As aliterative and whimsical as that sounds, there are a few Perceptron Pitfalls (dammit, did it again) of which we should be aware.

Several issues with perceptrons:

Overtraining: iterating over the training set and updating weights too much will introduce overfitting. Even though accuracy on the training set grows, we start to lose generalizability in the held-out and test sets.
Weight-thrashing: if a training set isn't linearly separable, weights may thrash back and forth without ever finding a good middle-ground that maximizes accuracy.
Mediocre Generalization: if the dataset *is* linearly separable, some decision boundaries will better generalize than others, and the perceptron isn't guaranteed to find the best.

Depicted:

Modified from Berkeley's AI materials, with permission.

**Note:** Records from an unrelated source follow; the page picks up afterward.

PR #1843, opened 2021-02-04
Load record drivers in a batch for lists in MyResearch.

EreMaijala:
This can provide a significant performance improvement for a large number of rows especially when Solr is not on the same server but requires a network round-trip.

### DIFF
--- a/module/VuFind/src/VuFind/Controller/MyResearchController.php
+++ b/module/VuFind/src/VuFind/Controller/MyResearchController.php
@@ -1570,20 +1570,7 @@ class MyResearchController extends AbstractBase
 
         if ($driversNeeded) {
             $recordLoader = $this->serviceLocator->get(\VuFind\Record\Loader::class);
-            try {
-                $drivers = $recordLoader->loadBatch($driversNeeded);
-            } catch (\Exception $e) {
-                // Loading the batch failed, try one by one:
-                foreach ($driversNeeded as $i => $current) {
-                    try {
-                        $drivers[$i] = $recordLoader
-                            ->load($current['id'], $current['source'], true);
-                    } catch (\Exception $e) {
-                        // Ignore record loading exceptions...
-                    }
-                }
-            }
-
+            $drivers = $recordLoader->loadBatch($driversNeeded, true);
             foreach ($drivers as $i => $driver) {
                 $fines[$i]['driver'] = $driver;
                 if (empty($fines[$i]['title'])) {
--- a/module/VuFind/src/VuFind/Controller/MyResearchController.php
+++ b/module/VuFind/src/VuFind/Controller/MyResearchController.php
@@ -1126,21 +1126,35 @@ class MyResearchController extends AbstractBase
     }
 
     /**
-     * Get a record driver object corresponding to an array returned by an ILS
-     * driver's getMyHolds / getMyTransactions method.
+     * Get record driver objects corresponding to an of record arrays returned by an
+     * ILS driver's methods such as getMyHolds / getMyTransactions.
      *
-     * @param array $current Record information
+     * @param array $records Record information
      *
-     * @return \VuFind\RecordDriver\AbstractBase
+     * @return array
      */
-    protected function getDriverForILSRecord($current)
+    protected function getDriversForILSRecords($records)
     {
-        $id = $current['id'] ?? '';
-        $source = $current['source'] ?? DEFAULT_SEARCH_BACKEND;
-        $record = $this->serviceLocator->get(\VuFind\Record\Loader::class)
-            ->load($id, $source, true);
-        $record->setExtraDetail('ils_details', $current);
-        return $record;
+        if (!$records) {
+            return [];
+        }
+        $ids = array_map(
+            function ($current) {
+                return [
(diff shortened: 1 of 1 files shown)


module/VuFind/src/VuFind/Controller/MyResearchController.php
```diff
@@ -1126,21 +1126,35 @@ public function deletelistAction()
     }
 
     /**
-     * Get a record driver object corresponding to an array returned by an ILS
-     * driver's getMyHolds / getMyTransactions method.
+     * Get record driver objects corresponding to an of record arrays returned by an
```
demiankatz: I think there's a missing word here -- should this be "array of record arrays?"

module/VuFind/src/VuFind/Controller/MyResearchController.php
```diff
@@ -1126,21 +1126,35 @@ public function deletelistAction()
...
+     * ILS driver's methods such as getMyHolds / getMyTransactions.
      *
-     * @param array $current Record information
+     * @param array $records Record information
      *
-     * @return \VuFind\RecordDriver\AbstractBase
+     * @return array
```
demiankatz: I think we could use the more specific typehint `\VuFind\RecordDriver\AbstractBase[]` here. (I realize that we currently use `array` all over the place, but this is one of the things that Psalm may encourage us to improve -- might as well start getting in the habit).

module/VuFind/src/VuFind/Controller/MyResearchController.php
```diff
@@ -1539,29 +1553,48 @@ public function finesAction()
...
+            $recordLoader = $this->serviceLocator->get(\VuFind\Record\Loader::class);
             try {
-                if (strlen($row['id'] ?? '') > 0) {
-                    $source = $row['source'] ?? DEFAULT_SEARCH_BACKEND;
-                    $row['driver'] = $this->serviceLocator
-                        ->get(\VuFind\Record\Loader::class)
-                        ->load($row['id'], $source);
-                    if (empty($row['title'])) {
-                        $row['title'] = $row['driver']->getShortTitle();
+                $drivers = $recordLoader->loadBatch($driversNeeded);
```
demiankatz: Could you just use the `$tolerateBackendExceptions` flag of the `loadBatch()` method here to eliminate the need for the record-by-record fallback, or is there a different specific case that is intended to protect against?

demiankatz (commented):
Thanks for this; I had forgotten how inefficient this was. I've left a few very minor comments. Once you have addressed those, I'll double-check that all the tests still pass.

module/VuFind/src/VuFind/Controller/MyResearchController.php
EreMaijala: Right, and I added type hints as well. Too bad you can't specify the type of array in return hint.

module/VuFind/src/VuFind/Controller/MyResearchController.php
EreMaijala: Fixed.

module/VuFind/src/VuFind/Controller/MyResearchController.php
EreMaijala: The old code tolerates any kind of exception, so I tried to follow that here as well. Our custom version of the old getDriverForILSRecord actually has been added to make any kind of exception tolerable. Do you think it would make sense to incorporate support for that in Loader's load/loadBatch?

demiankatz: I guess the question is whether there's any kind of exception other than a backend exception that would occur inside loadBatch() that would result in some records loading but others being skipped. If there's a realistic, likely scenario that we need to work around, then I'm certainly open to making the record loader more flexible -- perhaps we could replace $tolerateBackendException with a $toleranceLevel parameter that could accept a boolean (for backward compatibility with existing behavior) or a flag constant (to add different behaviors). But if the existing behavior covers the scenario where we would need to try again with one-by-one loading, and any other exception just indicates that we can't load records at all, then I would be in favor of simplifying the code. Either way, I think it would be a good idea to use the logger to report on any exceptions we encounter, to ensure that we don't accidentally mask problems completely.

EreMaijala: You're right, there should only be backend exceptions from the backend, and I verified that with Solr in particular. I simplified the code to just use loadBatch.

module/VuFind/src/VuFind/Controller/MyResearchController.php
demiankatz: Maybe eventually! PHP 8 at least makes aggregate typehints possible, so further improvements may come along eventually. For now, as long we capture things correctly in the PHPDoc, we can automatically fix the code if and when the language supports richer expression in the future.

module/VuFind/src/VuFind/Controller/MyResearchController.php
demiankatz: Thanks!

demiankatz:
All tests are passing -- merging now!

It turns out that solving our first problem isn't too bad, but the other two require some finesse...

How might we solve the issue of overtraining?

Just stop training / updating weights as soon as we recognize that accuracy is falling on the held-out set!

Next lecture, let's think about how to tackle thrashing and mediocre generalization!